Python crawler (6) Principles of Scrapy framework, pythonscrapy
Scrapy framework
About Scrapy
Scrapy is an application framework written with pure Python to crawl website data and extract structural data. It is widely used.
With the strength of the Framework, users can easily implement a crawler by customizing and developing several modules to capture webpage content and various images, which is very convenient.
Scrapy uses Twisted['twɪstɪd]
(Its main competitor is Tornado) Asynchronous Network Framework to process network communication can speed up our download speed, without having to implement the asynchronous framework on our own, and contains various middleware interfaces, various requirements can be fulfilled flexibly.
Scrapy Architecture
Scrapy Engine (Engine)
: ResponsibleSpider
,ItemPipeline
,Downloader
,Scheduler
Intermediate communication, signal, data transmission, etc.
Sched)
: It is responsible for acceptingEngine
The requests sent are sorted and arranged in a certain way.Engine
If necessary, return itEngine
.
Downloader)
: DownloadsScrapy Engine (Engine)
Send all Requests and return the obtained ResponsesScrapy Engine (Engine)
,Engine
ToSpider
To process,
Spider)
: It processes all Responses, analyzes and extracts data from them, obtains the data required by the Item field, and submits the URLEngine
, Enter againSched)
,
Item Pipeline (Pipeline)
: It handlesSpider
And perform post-processing (detailed analysis, filtering, storage, etc.
Downloader Middlewares (download middleware)
: You can use it as a component that can customize the extended download function.

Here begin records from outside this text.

PR #22560, opened 2018-09-01
ENH/BUG: Add is_dst method to DatetimeIndex and Timestamp to solve AmbiguousTimeError

### LINKED ISSUE #18885: AmbiguousTimeError merging two timezone-aware DataFrames with DST change
When merging two DataFrames by a timezone-aware datetime column, if the datetime values doesn't include a DST change, there's no problem:

```python

df1 = pd.DataFrame([pd.to_datetime('2017-10-30 02:00:00+01:00'),
                    pd.to_datetime('2017-10-30 03:00:00+01:00'),
                    pd.to_datetime('2017-10-30 04:00:00+01:00')],columns=['date'])
df1['date'] = df1['date'].dt.tz_localize('UTC').dt.tz_convert('Europe/Madrid')
df1['value'] = 1

df2 = pd.DataFrame([pd.to_datetime('2017-10-30 04:00:00+01:00'),
                    pd.to_datetime('2017-10-30 05:00:00+01:00'),
                    pd.to_datetime('2017-10-30 06:00:00+01:00')],columns=['date'])
df2['date'] = df2['date'].dt.tz_localize('UTC').dt.tz_convert('Europe/Madrid')
df2['value'] = 2

pd.merge(df1, df2, how='outer', on='date')

```

### Output

```
                       date  value_x  value_y
0 2017-10-30 02:00:00+01:00      1.0      NaN
1 2017-10-30 03:00:00+01:00      1.0      NaN
2 2017-10-30 04:00:00+01:00      1.0      2.0
3 2017-10-30 05:00:00+01:00      NaN      2.0
4 2017-10-30 06:00:00+01:00      NaN      2.0
```

This is correct. But if the datetime values include a date with DST change, we get an AmbiguousTimeError exception:

```python
df1 = pd.DataFrame([pd.to_datetime('2017-10-29 02:00:00+02:00'),
                    pd.to_datetime('2017-10-29 02:00:00+01:00'),
                    pd.to_datetime('2017-10-29 03:00:00+01:00')],columns=['date'])
df1['date'] = df1['date'].dt.tz_localize('UTC').dt.tz_convert('Europe/Madrid')
df1['value'] = 1

df2 = pd.DataFrame([pd.to_datetime('2017-10-29 03:00:00+01:00'),
                    pd.to_datetime('2017-10-29 04:00:00+01:00'),
                    pd.to_datetime('2017-10-29 05:00:00+01:00')],columns=['date'])
df2['date'] = df2['date'].dt.tz_localize('UTC').dt.tz_convert('Europe/Madrid')
df2['value'] = 2

pd.merge(df1, df2, how='outer', on='date')
```

### Expected output

```
                       date  value_x   value_y
0 2017-10-29 02:00:00+02:00      1.0       NaN
1 2017-10-29 02:00:00+01:00      1.0       NaN
2 2017-10-29 03:00:00+01:00      1.0       2.0
3 2017-10-29 04:00:00+01:00      NaN       2.0
4 2017-10-29 05:00:00+01:00      NaN       2.0
```

### Actual output

```
  File "(...)/venv/lib/python3.6/site-packages/pandas/core/reshape/merge.py", line 58, in merge
    return op.get_result()
  File "(...)//venv/lib/python3.6/site-packages/pandas/core/reshape/merge.py", line 604, in get_result
    self._maybe_add_join_keys(result, left_indexer, right_indexer)
  File "(...)//venv/lib/python3.6/site-packages/pandas/core/reshape/merge.py", line 715, in _maybe_add_join_keys
    key_col = Index(lvals).where(~mask, rvals)
  File "(...)//venv/lib/python3.6/site-packages/pandas/core/indexes/datetimelike.py", line 809, in where
    result = self._ensure_localized(result)
  File "(...)//venv/lib/python3.6/site-packages/pandas/core/indexes/datetimelike.py", line 230, in _ensure_localized
    result = result.tz_localize(self.tz)
  File "(...)//venv/lib/python3.6/site-packages/pandas/util/_decorators.py", line 118, in wrapper
    return func(*args, **kwargs)
  File "(...)//venv/lib/python3.6/site-packages/pandas/core/indexes/datetimes.py", line 1858, in tz_localize
    errors=errors)
  File "pandas/_libs/tslib.pyx", line 3593, in pandas._libs.tslib.tz_localize_to_utc
pytz.exceptions.AmbiguousTimeError: Cannot infer dst time from Timestamp('2017-10-29 02:00:00'), try using the 'ambiguous' argument
```

<details>

INSTALLED VERSIONS
------------------
commit: None
python: 3.6.2.final.0
python-bits: 64
OS: Darwin
OS-release: 17.3.0
machine: x86_64
processor: i386
byteorder: little
LC_ALL: None
LANG: es_ES.UTF-8
LOCALE: es_ES.UTF-8

pandas: 0.21.1
pytest: 3.2.5
pip: 9.0.1
setuptools: 36.8.0
Cython: None
numpy: 1.13.3
scipy: None
pyarrow: None
xarray: None
IPython: None
sphinx: 1.5.3
patsy: None
dateutil: 2.6.1
pytz: 2017.3
blosc: None
bottleneck: None
tables: None
numexpr: None
feather: None
matplotlib: None
openpyxl: None
xlrd: None
xlwt: None
xlsxwriter: 0.9.6
lxml: None
bs4: None
html5lib: None
sqlalchemy: None
pymysql: None
psycopg2: None
jinja2: 2.9.6
s3fs: None
fastparquet: None
pandas_gbq: None
pandas_datareader: None

</details>

### LINKED ISSUE #18946: AmbiguousTimeError in floor() operation
This is probably related to #18885 

Given a DataFrame with a DST change on it:

```python
df1=pd.DataFrame([pd.to_datetime('2017-10-29 02:00:00+02:00'),pd.to_datetime('2017-10-29 02:00:00+01:00'),pd.to_datetime('2017-10-29 03:00:00+01:00')],columns=['date'])
df1['date'] = df1['date'].dt.tz_localize('UTC').dt.tz_convert('Europe/Madrid')
df1['value'] = 1
```

When we try to do a `floor` operation, we get an AmbiguousTimeError exception:

```python
df1.date.dt.floor('H')
```

### Expected output

```
0   2017-10-29 02:00:00+02:00
1   2017-10-29 02:00:00+01:00
2   2017-10-29 03:00:00+01:00
```

### Actual output

```
  File "(...)/venv/lib/python3.6/site-packages/pandas/core/accessor.py", line 115, in f
    return self._delegate_method(name, *args, **kwargs)
  File "(...)/venv/lib/python3.6/site-packages/pandas/core/indexes/accessors.py", line 131, in _delegate_method
    result = method(*args, **kwargs)
  File "(...)/venv/lib/python3.6/site-packages/pandas/core/indexes/datetimelike.py", line 118, in floor
    return self._round(freq, np.floor)
  File "(...)/venv/lib/python3.6/site-packages/pandas/core/indexes/datetimelike.py", line 110, in _round
    self._shallow_copy(result, **attribs))
  File "(...)/venv/lib/python3.6/site-packages/pandas/core/indexes/datetimelike.py", line 230, in _ensure_localized
    result = result.tz_localize(self.tz)
  File "(...)/venv/lib/python3.6/site-packages/pandas/util/_decorators.py", line 118, in wrapper
    return func(*args, **kwargs)
  File "(...)/venv/lib/python3.6/site-packages/pandas/core/indexes/datetimes.py", line 1858, in tz_localize
    errors=errors)
  File "pandas/_libs/tslib.pyx", line 3593, in pandas._libs.tslib.tz_localize_to_utc
pytz.exceptions.AmbiguousTimeError: Cannot infer dst time from Timestamp('2017-10-29 02:00:00'), try using the 'ambiguous' argument
```

mroeschke:
- [x] closes #18885
- [x] closes #18946
- [x] tests added / passed
- [x] whatsnew entry

The issues above required a new method to keep track if each timestamp in the `DatetimeIndex` was previously in daylight savings time in order to pass into `tz_localize(..., ambiguous=...)`

Therefore, added a `is_dst` method to `DatetimeIndex` and `Timestamp`.

### DIFF
--- a/pandas/_libs/tslibs/nattype.pyx
+++ b/pandas/_libs/tslibs/nattype.pyx
@@ -260,6 +260,20 @@ class NaTType(_NaT):
     def is_year_end(self):
         return False
 
+    def is_dst(self):
+        """
+        Returns a boolean indicating if the Timestamp is in daylight savings
+        time. Naive timestamps are considered not to be in daylight savings
+        time.
+
+        Returns
+        -------
+        Boolean
+            True if the Timestamp is in daylight savings time
+            False if the Timestamp is naive or not in daylight savings time
+        """
+        return False
+
     def __rdiv__(self, other):
         return _nat_rdivide_op(self, other)
 
@@ -353,6 +367,7 @@ class NaTType(_NaT):
     strptime = _make_error_func('strptime', datetime)
     strftime = _make_error_func('strftime', datetime)
     isocalendar = _make_error_func('isocalendar', datetime)
+    dst = _make_error_func('dst', datetime)
     ctime = _make_error_func('ctime', datetime)
     time = _make_error_func('time', datetime)
     toordinal = _make_error_func('toordinal', datetime)
--- a/pandas/_libs/tslibs/nattype.pyx
+++ b/pandas/_libs/tslibs/nattype.pyx
@@ -353,7 +353,6 @@ class NaTType(_NaT):
     strptime = _make_error_func('strptime', datetime)
     strftime = _make_error_func('strftime', datetime)
     isocalendar = _make_error_func('isocalendar', datetime)
-    dst = _make_error_func('dst', datetime)
     ctime = _make_error_func('ctime', datetime)
     time = _make_error_func('time', datetime)
     toordinal = _make_error_func('toordinal', datetime)
--- a/pandas/_libs/tslibs/timezones.pyx
+++ b/pandas/_libs/tslibs/timezones.pyx
@@ -187,9 +187,10 @@ cdef object get_utc_trans_times_from_dateutil_tz(object tz):
     return new_trans
 
 
-cdef int64_t[:] unbox_utcoffsets(object transinfo, dst):
+cdef int64_t[:] unbox_utcoffsets(object transinfo, bint dst):
     """
-    Unpack the offset information from pytz timezone objects
+    Unpack the offset information from the _transition_info attribute of pytz
+    timezones
 
     Parameters
     ----------
@@ -206,9 +207,10 @@ cdef int64_t[:] unbox_utcoffsets(object transinfo, dst):
 
     sz = len(transinfo)
     arr = np.empty(sz, dtype='i8')
-    key = int(dst)
     for i in range(sz):
-        arr[i] = int(transinfo[i][key].total_seconds()) * 1000000000
+        # If dst == True, extract the DST shift in nanoseconds
+        # If dst == False, extract the UTC offset in nanoseconds
+        arr[i] = int(transinfo[i][dst].total_seconds()) * 1000000000
 
     return arr
 
@@ -217,15 +219,15 @@ cdef int64_t[:] unbox_utcoffsets(object transinfo, dst):
 # Daylight Savings
 
 
-cdef object get_dst_info(object tz, dst):
+cdef object get_dst_info(object tz, bint dst):
     """
     Return DST info from a timezone
 
     Parameters
     ----------
     tz : object
-        timezone
-    dst : bool
+        timezone object
+    dst : bint
         True returns the DST specific offset and will NOT store the results in
         dst_cache. dst_cache is reserved for caching UTC offsets.
         False returns the UTC offset
@@ -333,10 +335,12 @@ def is_dst(int64_t[:] values, object tz):
         return result
     transitions, offsets, typ = get_dst_info(tz, True)
     offsets = np.array(offsets)
+
     # Fixed timezone offsets do not have DST transitions
     if typ not in {'pytz', 'dateutil'}:
         return result
     positions = transitions.searchsorted(values, side='right') - 1
+
     # DST has nonzero offset
     result = offsets[positions] != 0
     return result
--- a/pandas/_libs/tslibs/timezones.pyx
+++ b/pandas/_libs/tslibs/timezones.pyx
@@ -108,7 +108,8 @@ def _p_tz_cache_key(tz):
     return tz_cache_key(tz)
 
 
-# Timezone data caches, key is the pytz string or dateutil file name.
+# Timezone data (UTC offset) caches
+# key is the pytz string or dateutil file name.
 dst_cache = {}
 
 
@@ -225,7 +226,8 @@ cdef object get_dst_info(object tz, dst):
     tz : object
         timezone
     dst : bool
-        True returns the DST specific offset
+        True returns the DST specific offset and will NOT store the results in
+        dst_cache. dst_cache is reserved for caching UTC offsets.
         False returns the UTC offset
         Specific for pytz timezones only
 
@@ -246,7 +248,7 @@ cdef object get_dst_info(object tz, dst):
                 np.array([num], dtype=np.int64),
                 None)
 
-    if cache_key not in dst_cache:
+    if cache_key not in dst_cache or dst:
         if treat_tz_as_pytz(tz):
             trans = np.array(tz._utc_transition_times, dtype='M8[ns]')
             trans = trans.view('i8')
@@ -298,12 +300,14 @@ cdef object get_dst_info(object tz, dst):
             deltas = np.array([num], dtype=np.int64)
             typ = 'static'
 
+        if dst:
+            return trans, deltas, typ
         dst_cache[cache_key] = (trans, deltas, typ)
 
     return dst_cache[cache_key]
 
 
-def _is_dst(int64_t[:] values, object tz):
+def is_dst(int64_t[:] values, object tz):
     """
     Return a boolean array indicating whether each epoch timestamp is in
     daylight savings time with respect with the passed timezone.
@@ -322,9 +326,6 @@ def _is_dst(int64_t[:] values, object tz):
     """
     cdef:
         Py_ssize_t n = len(values)
-        # Cython boolean memoryviews are not supported yet
-        # https://github.com/cython/cython/issues/2204
-        # bint[:] result
         object typ
 
     result = np.zeros(n, dtype=bool)
@@ -335,9 +336,9 @@ def _is_dst(int64_t[:] values, object tz):
     # Fixed timezone offsets do not have DST transitions
     if typ not in {'pytz', 'dateutil'}:
         return result
-    positions = transitions.searchsorted(values, side='right')
-    # DST has 0 offset
-    result = offsets[positions] == 0
+    positions = transitions.searchsorted(values, side='right') - 1
+    # DST has nonzero offset
+    result = offsets[positions] != 0
     return result
 
 
--- a/pandas/_libs/tslibs/timezones.pyx
+++ b/pandas/_libs/tslibs/timezones.pyx
@@ -305,9 +305,8 @@ cdef object get_dst_info(object tz, dst):
 
 def _is_dst(int64_t[:] values, object tz):
     """
-    Return a boolean array where True indicates a value that lies in
-    daylight savings time and False indicates a value that does not lie in
-    daylight savings time
+    Return a boolean array indicating whether each epoch timestamp is in
+    daylight savings time with respect with the passed timezone.
 
     Parameters
     ----------
@@ -318,8 +317,8 @@ def _is_dst(int64_t[:] values, object tz):
 
     Returns
     -------
-    ndarray
-        Booleans
+    ndarray of booleans
+        True indicates daylight savings time
     """
     cdef:
         Py_ssize_t n = len(values)
--- a/pandas/_libs/tslibs/timezones.pyx
+++ b/pandas/_libs/tslibs/timezones.pyx
@@ -186,16 +186,28 @@ cdef object get_utc_trans_times_from_dateutil_tz(object tz):
     return new_trans
 
 
-cdef int64_t[:] unbox_utcoffsets(object transinfo):
+cdef int64_t[:] unbox_utcoffsets(object transinfo, dst):
+    """
+    Unpack the offset information from pytz timezone objects
+
+    Parameters
+    ----------
+    transinfo : list of tuples
+        Each tuple contains (UTC offset, DST offset, tz abbreviation)
+    dst : boolean
+        True returns an array of the DST offsets
+        False returns an array of UTC offsets
+    """
     cdef:
         Py_ssize_t i, sz
         int64_t[:] arr
+        int key
 
     sz = len(transinfo)
     arr = np.empty(sz, dtype='i8')
-
+    key = int(dst)
     for i in range(sz):
-        arr[i] = int(transinfo[i][0].total_seconds()) * 1000000000
+        arr[i] = int(transinfo[i][key].total_seconds()) * 1000000000
 
     return arr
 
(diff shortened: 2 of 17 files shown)


pandas/_libs/tslibs/nattype.pyx
```diff
@@ -353,7 +353,6 @@ class NaTType(_NaT):
     strptime = _make_error_func('strptime', datetime)
     strftime = _make_error_func('strftime', datetime)
     isocalendar = _make_error_func('isocalendar', datetime)
-    dst = _make_error_func('dst', datetime)
```
jbrockmendel: Why removing?

mroeschke:
> Is this related to the “fold” arg added in py3?

Yup fairly similar. The `ambiguous=True/False` argument is essentially similar to the `fold=0/1` argument in py3. 

These `AmbiguousTimeError`s stem from internal routines that transform a timestamp to an ambiguous time. I think it's best we try to return a sensible time based on the original timeseries instead of leaving the user with an error they cannot control.

mroeschke:
Ready for another look @jbrockmendel when you get the chance.

pandas/_libs/tslibs/timezones.pyx
```diff
@@ -186,16 +187,28 @@ cdef object get_utc_trans_times_from_dateutil_tz(object tz):
     return new_trans
 
 
-cdef int64_t[:] unbox_utcoffsets(object transinfo):
+cdef int64_t[:] unbox_utcoffsets(object transinfo, dst):
```
jreback: can you add bint to type dst

pandas/_libs/tslibs/timezones.pyx
```diff
@@ -186,16 +187,28 @@ cdef object get_utc_trans_times_from_dateutil_tz(object tz):
...
+    """
     cdef:
         Py_ssize_t i, sz
         int64_t[:] arr
+        int key
 
     sz = len(transinfo)
     arr = np.empty(sz, dtype='i8')
-
+    key = int(dst)
```
jreback: you may not need this if typing bint

pandas/_libs/tslibs/timezones.pyx
```diff
@@ -186,16 +187,28 @@ cdef object get_utc_trans_times_from_dateutil_tz(object tz):
...
     for i in range(sz):
```
jreback: can you add a comment about what you are extracting

pandas/_libs/tslibs/timezones.pyx
```diff
@@ -204,9 +217,23 @@ cdef int64_t[:] unbox_utcoffsets(object transinfo):
...
+cdef object get_dst_info(object tz, dst):
     """
-    return a tuple of :
+    Return DST info from a timezone
+
+    Parameters
+    ----------
+    tz : object
+        timezone
+    dst : bool
```
jreback: type with bitn

pandas/_libs/tslibs/timezones.pyx
```diff
@@ -204,9 +217,23 @@ cdef int64_t[:] unbox_utcoffsets(object transinfo):
...
-cdef object get_dst_info(object tz):
+cdef object get_dst_info(object tz, dst):
     """
-    return a tuple of :
+    Return DST info from a timezone
+
+    Parameters
+    ----------
+    tz : object
+        timezone
```
jreback: I think we accept only timezone objects and not strings here?

pandas/_libs/tslibs/timezones.pyx
```diff
@@ -273,11 +300,48 @@ cdef object get_dst_info(object tz):
...
+    cdef:
+        Py_ssize_t n = len(values)
+        object typ
+
+    result = np.zeros(n, dtype=bool)
+    if tz is None:
+        return result
+    transitions, offsets, typ = get_dst_info(tz, True)
+    offsets = np.array(offsets)
+    # Fixed timezone offsets do not have DST transitions
```
jreback: new line here

pandas/_libs/tslibs/timezones.pyx
```diff
@@ -273,11 +300,48 @@ cdef object get_dst_info(object tz):
...
+    if typ not in {'pytz', 'dateutil'}:
+        return result
+    positions = transitions.searchsorted(values, side='right') - 1
+    # DST has nonzero offset
```
jreback: same

pandas/tests/indexes/datetimes/test_timezones.py
```diff
@@ -1012,6 +1012,22 @@ def test_iteration_preserves_nanoseconds(self, tz):
         for i, ts in enumerate(index):
             assert ts == index[i]
 
+    @pytest.mark.parametrize('arg, expected_arg', [
+        [[], []],
+        [date_range('2018-11-04', periods=4, freq='H', tz='US/Pacific'),
```
jreback: can you try with a dateutil as well (I think we default to pytz)

pandas/tests/scalar/timestamp/test_timezones.py
```diff
@@ -307,3 +307,14 @@ def test_timestamp_timetz_equivalent_with_datetime_tz(self,
         expected = _datetime.timetz()
 
         assert result == expected
+
+    def test_timestamp_is_dst(self):
+        ts_naive = Timestamp('2018-11-04')
+        assert ts_naive.is_dst() is False
+
+        ts_aware = ts_naive.tz_localize('US/Pacific')
+        assert ts_aware.is_dst() is True
```
jreback: can you test dateutil

jreback (changes requested):

pandas/tests/indexes/datetimes/test_timezones.py
mroeschke: @pganssle Do dateutil timezones provide a way to access the possible daylight savings time shifts like `pytz.timezone._transition_info` does?

```
# I'm interested in the 2nd element of the tuples below
In [4]: tz._transition_info
Out[4]:
[(datetime.timedelta(-1, 58020), datetime.timedelta(0), 'LMT'),
 (datetime.timedelta(-1, 57600), datetime.timedelta(0), 'PST'),
 (datetime.timedelta(-1, 61200), datetime.timedelta(0, 3600), 'PDT'),
...
```
Context: I am trying to create a `DatetimeIndex.is_dst` method that indicates whether a particular timestamp is in daylight savings time. I know it's possible to do `bool(datetime.dst())` on each timestamp of the `DatetimeIndex`, but I am curious if there's a more efficient way determine DST for a dateutil timezone than iterating.

pganssle: @mroeschke Yes and no. Yes in the sense that this is Python and obviously `dateutil` has to store that information *somewhere*. No in the sense that neither `dateutil` *nor* `pytz` exposes that information publicly. Note that `_transition_info` is a private member.

That said:

1. I'm not entirely sure why you want to implement a "fast isdst" - I'm not sure I've ever heard of a case where it was useful to know whether or not a time had or did not have DST.
2. I don't really see what this would buy you - the member you list looks like what you would get from `utcoffset`, `dst` and `tzname`, respectively. How do you expect to make use of this information?

pganssle:
I would recommend against adding an `is_dst` method. If this is for resolving ambiguous times, it would be preferable to use something more akin to a `fold` method, since there are several situations where an ambiguity cannot be resolved by querying DST or not (base offset shifts).

In general DST/not DST is only a proxy for the real information you want in all cases I can think of - the offset, the tzname or which side of an ambiguity you are on. All of those can be independently queried and/or specified without mentioning DST.

jbrockmendel:
> These AmbiguousTimeErrors stem from internal routines that transform a timestamp to an ambiguous time. 

I'm not clear on what problem this is solving.  Can you give an example of the internal routines that produce ambiguous times?

@pganssle and I don't always see eye-to-eye on how to treat public vs private attributes, but in general if he's got a strong opinion, it is worth listening to.

jorisvandenbossche:
I also wanted to mention that we deliberately added an `ambiguous` keyword and deprecated `is/infer_dst` because not all ambiguities are DST issues, if I remember well (https://github.com/pandas-dev/pandas/pull/7963, there was some discussion about it, but I am not very familiar with timezone handling details), so we should maybe consider that issue here as well. But I see that @pganssle in the meantime already noted something similar :)

mroeschke:
@jbrockmendel 
> Can you give an example of the internal routines that produce ambiguous times?

When rounding a tz-aware date time to a particular frequency, essentially the steps are:

* convert the date to a naive timestamp
* round the i8 value to the frequency
* relocalize the i8 value to the timezone

You can't necessarily convert to UTC first because it can affect the rounding (unless I am missing something).

So in #18946, a date that sits on the DST border `2017-10-29 02:00:00+02:00` that's rounded to an hour (`'H'`):

* Convert to `2017-10-29 02:00:00`
* Round to the nearest hour (`2017-10-29 02:00:00`)
* Relocalize to `2017-10-29 02:00:00+02:00` or `2017-10-29 02:00:00+01:00`?

I guess #18946 can be solved by added an `ambiguous` kwarg to `round` also. However the routine above is the cause for other issues as well #18885, but that _may_ be solved by converting to UTC first.

I guess using DST information may be a too hand-wavy solution to solve both #18946 and #18885. I had also though having a `is_dst` would be a nice-to-have enhancement for DatetimeIndexes.

pganssle:
@mroeschke I'm guessing that rounding issues in UTC is mainly at the day-or-higher level, right? Since rounding to the nearest minute or hour will cause no problems.

I think the correct solution here is to introduce the `fold` concept into pandas, and start deprecating `pytz`-isms.

I see a few good ways forward:

1. Write `fold` compatible wrappers for `pytz` and start deprecating `pytz`-isms like `localize` and `normalize`.
2. Write wrappers for `dateutil` time zones that expose some `pytz`-isms (which you can deprecate), and stop using `pytz` entirely.
3. Implement a third time zone library optimized for array types and drop both `pytz` and `dateutil`.

In all cases, I think `fold` semantics is the best way to go.

I am very strongly hoping that within a year I'll be able to get a fast, compiled Rust or C backend for many of `dateutil`'s modules, including `tz`, which should make it a lot cheaper to make bulk function calls (particularly if I expose a C API or similar so you don't have any Python function call overhead), but number 3 might still be the best option since it's likely that supporting something that would work *really* well for array types in `dateutil` *and* work really well for normal Python implementations would be more complicated than just maintaining two separate libraries.

jbrockmendel:
> You can't necessarily convert to UTC first because it can affect the rounding (unless I am missing something).

I think there may be an implicit assumption in here that should be made explicit.  Does the user want the rounding to be based on wall time or actual time?  (My intuition is actual time)

```
ts = pd.Timestamp('2017-10-29 02:59:00+0200', tz='Europe/Madrid')
m = pd.Timedelta(minutes=1)

>>> ts + m
Timestamp('2017-10-29 02:00:00+0100', tz='Europe/Madrid')
>>> ts - 59*m
Timestamp('2017-10-29 02:00:00+0200', tz='Europe/Madrid')
```

If I were rounding `ts` to the nearest hour, it seems clear I'd want the one 1 minute away rather than 59 minutes away, despite the fact they have the same difference in wall time.

Is this intuition not applicable to the case you're considering?

pganssle:
@jbrockmendel I think for time scales of hours or less it's probably actual time, but time scale of days they almost certainly want wall time.

Imagine rounding to midnight UTC, then going back to PST/PDT. No one wants to round to 17:00 sometimes and 16:00 others.

To be honest it's probably always wall time, but on sufficiently small time scales the two are equivalent.

mroeschke:
I agree with @pganssle and would imagine users would want to round based on wall time in general.

Thanks for the feedback guys. I'm convinced I need to surface a `fold` (or `ambiguous` in pandas terms) argument in `round` then. Closing.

Spider Middlewares (Spider middleware)
: You can understand it as a custom extension and operation.Engine
AndSpider
IntermediateCommunication
(For exampleSpider
AndSpider
Requests)
Explain Scrapy operation process in Vernacular
Write the code and run the program...
Steps for creating a Scrapy Crawler
1. Create a project
scrapy startproject mySpider
Scrapy. cfg: project configuration file mySpider/: Python module of the project. The Code mySpider/items will be referenced here. py: the project's target file mySpider/pipelines. py: the project's MPs queue file mySpider/settings. py: Project setting file mySpider/spiders/: stores the crawler code directory
2. Define the target (mySpider/items. py)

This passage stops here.